/---
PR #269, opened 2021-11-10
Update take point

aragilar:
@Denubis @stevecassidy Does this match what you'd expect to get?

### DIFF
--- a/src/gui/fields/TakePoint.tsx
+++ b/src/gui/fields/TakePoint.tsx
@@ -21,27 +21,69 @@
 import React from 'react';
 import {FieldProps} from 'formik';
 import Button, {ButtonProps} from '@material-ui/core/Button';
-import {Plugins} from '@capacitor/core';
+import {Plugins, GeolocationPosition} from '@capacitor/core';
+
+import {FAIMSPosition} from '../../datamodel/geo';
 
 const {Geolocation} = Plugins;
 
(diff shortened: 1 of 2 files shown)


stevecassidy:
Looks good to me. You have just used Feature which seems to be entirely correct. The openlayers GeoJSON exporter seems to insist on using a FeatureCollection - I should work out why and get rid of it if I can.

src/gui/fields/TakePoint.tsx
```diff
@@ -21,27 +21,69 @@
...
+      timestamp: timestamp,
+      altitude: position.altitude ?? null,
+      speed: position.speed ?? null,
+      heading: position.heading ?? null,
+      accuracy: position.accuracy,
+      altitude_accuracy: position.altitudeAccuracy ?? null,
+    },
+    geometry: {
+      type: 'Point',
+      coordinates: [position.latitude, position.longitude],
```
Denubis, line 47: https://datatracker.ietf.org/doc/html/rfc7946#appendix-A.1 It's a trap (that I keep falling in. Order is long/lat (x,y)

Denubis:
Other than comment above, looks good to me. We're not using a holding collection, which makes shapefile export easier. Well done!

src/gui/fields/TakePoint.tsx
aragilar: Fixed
\---
/---
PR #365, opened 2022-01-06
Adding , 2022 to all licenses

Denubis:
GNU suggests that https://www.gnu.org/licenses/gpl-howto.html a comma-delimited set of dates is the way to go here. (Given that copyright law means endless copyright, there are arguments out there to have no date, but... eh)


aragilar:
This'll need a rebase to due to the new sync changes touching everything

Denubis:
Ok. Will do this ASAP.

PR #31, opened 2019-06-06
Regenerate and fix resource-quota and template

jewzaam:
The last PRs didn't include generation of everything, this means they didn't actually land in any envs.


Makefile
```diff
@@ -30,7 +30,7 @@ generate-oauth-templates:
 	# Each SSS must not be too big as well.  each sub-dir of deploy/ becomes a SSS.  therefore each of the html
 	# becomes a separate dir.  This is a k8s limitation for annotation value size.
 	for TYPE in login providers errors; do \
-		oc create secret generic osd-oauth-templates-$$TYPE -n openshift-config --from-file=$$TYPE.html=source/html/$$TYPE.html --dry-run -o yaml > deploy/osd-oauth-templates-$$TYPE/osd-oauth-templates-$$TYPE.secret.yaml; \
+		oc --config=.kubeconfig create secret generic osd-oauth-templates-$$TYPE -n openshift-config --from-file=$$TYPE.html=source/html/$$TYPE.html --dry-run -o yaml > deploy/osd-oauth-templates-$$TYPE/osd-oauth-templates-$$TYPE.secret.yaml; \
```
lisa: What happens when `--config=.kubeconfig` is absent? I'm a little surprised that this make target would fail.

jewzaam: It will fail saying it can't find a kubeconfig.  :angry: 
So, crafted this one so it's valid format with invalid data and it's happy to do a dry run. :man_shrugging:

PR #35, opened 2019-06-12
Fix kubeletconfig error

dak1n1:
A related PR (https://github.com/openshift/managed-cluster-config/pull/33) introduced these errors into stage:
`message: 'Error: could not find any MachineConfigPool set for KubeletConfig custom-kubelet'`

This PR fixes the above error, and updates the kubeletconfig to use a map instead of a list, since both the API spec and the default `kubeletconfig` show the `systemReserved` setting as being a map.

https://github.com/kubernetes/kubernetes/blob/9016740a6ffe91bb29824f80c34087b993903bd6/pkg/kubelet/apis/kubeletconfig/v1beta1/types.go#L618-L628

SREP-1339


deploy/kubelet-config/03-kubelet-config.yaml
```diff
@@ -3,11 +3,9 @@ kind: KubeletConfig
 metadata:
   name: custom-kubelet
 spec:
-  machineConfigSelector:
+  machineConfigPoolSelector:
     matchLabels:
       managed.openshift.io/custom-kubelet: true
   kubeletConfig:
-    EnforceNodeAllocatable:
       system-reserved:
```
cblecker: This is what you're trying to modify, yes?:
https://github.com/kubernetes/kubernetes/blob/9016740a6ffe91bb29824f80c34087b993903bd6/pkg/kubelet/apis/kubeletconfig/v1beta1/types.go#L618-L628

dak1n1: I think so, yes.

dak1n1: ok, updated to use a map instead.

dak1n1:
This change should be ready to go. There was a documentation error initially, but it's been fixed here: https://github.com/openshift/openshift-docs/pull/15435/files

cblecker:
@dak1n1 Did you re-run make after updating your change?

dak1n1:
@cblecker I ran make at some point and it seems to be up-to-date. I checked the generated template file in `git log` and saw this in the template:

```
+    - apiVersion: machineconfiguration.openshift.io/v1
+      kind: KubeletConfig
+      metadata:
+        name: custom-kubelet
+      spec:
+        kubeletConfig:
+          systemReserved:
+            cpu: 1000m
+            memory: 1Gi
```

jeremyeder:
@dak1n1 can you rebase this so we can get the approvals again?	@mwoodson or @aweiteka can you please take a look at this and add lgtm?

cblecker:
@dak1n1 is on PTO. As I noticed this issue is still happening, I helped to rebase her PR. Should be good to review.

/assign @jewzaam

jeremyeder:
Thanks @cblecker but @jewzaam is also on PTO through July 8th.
\---
§ What you have to do: Using the records given above, list every line that includes the word "seems".

§ Exercise output:
Looks good to me. You have just used Feature which seems to be entirely correct. The openlayers GeoJSON exporter seems to insist on using a FeatureCollection - I should work out why and get rid of it if I can.
@cblecker I ran make at some point and it seems to be up-to-date. I checked the generated template file in `git log` and saw this in the template:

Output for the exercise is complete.